:: PROBLEM STATEMENT ::
Reproduce the listing exactly, keeping every word as it is.

:: PROVIDED INFORMATION ::
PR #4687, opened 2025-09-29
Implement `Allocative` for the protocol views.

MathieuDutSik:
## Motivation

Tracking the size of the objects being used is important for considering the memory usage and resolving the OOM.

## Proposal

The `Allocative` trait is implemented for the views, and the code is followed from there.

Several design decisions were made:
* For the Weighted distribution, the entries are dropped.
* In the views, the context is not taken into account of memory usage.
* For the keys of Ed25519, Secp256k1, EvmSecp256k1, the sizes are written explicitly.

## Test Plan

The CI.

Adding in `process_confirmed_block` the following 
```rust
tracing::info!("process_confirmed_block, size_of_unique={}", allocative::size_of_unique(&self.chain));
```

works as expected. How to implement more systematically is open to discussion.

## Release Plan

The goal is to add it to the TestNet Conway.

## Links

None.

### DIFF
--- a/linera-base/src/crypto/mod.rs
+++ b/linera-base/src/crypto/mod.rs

:: SOLUTION TO THIS TASK ::
PR #4687, opened 2025-09-29
Implement `Allocative` for the protocol views.

MathieuDutSik:
## Motivation

Tracking the size of the objects being used is important for considering the memory usage and resolving the OOM.

## Proposal

The `Allocative` trait is implemented for the views, and the code is followed from there.

Several design decisions were made:
* For the Weighted distribution, the entries are dropped.
* In the views, the context is not taken into account of memory usage.
* For the keys of Ed25519, Secp256k1, EvmSecp256k1, the sizes are written explicitly.

## Test Plan

The CI.

Adding in `process_confirmed_block` the following 
```rust
tracing::info!("process_confirmed_block, size_of_unique={}", allocative::size_of_unique(&self.chain));
```

works as expected. How to implement more systematically is open to discussion.

## Release Plan

The goal is to add it to the TestNet Conway.

## Links

None.

### DIFF
--- a/linera-base/src/crypto/mod.rs
+++ b/linera-base/src/crypto/mod.rs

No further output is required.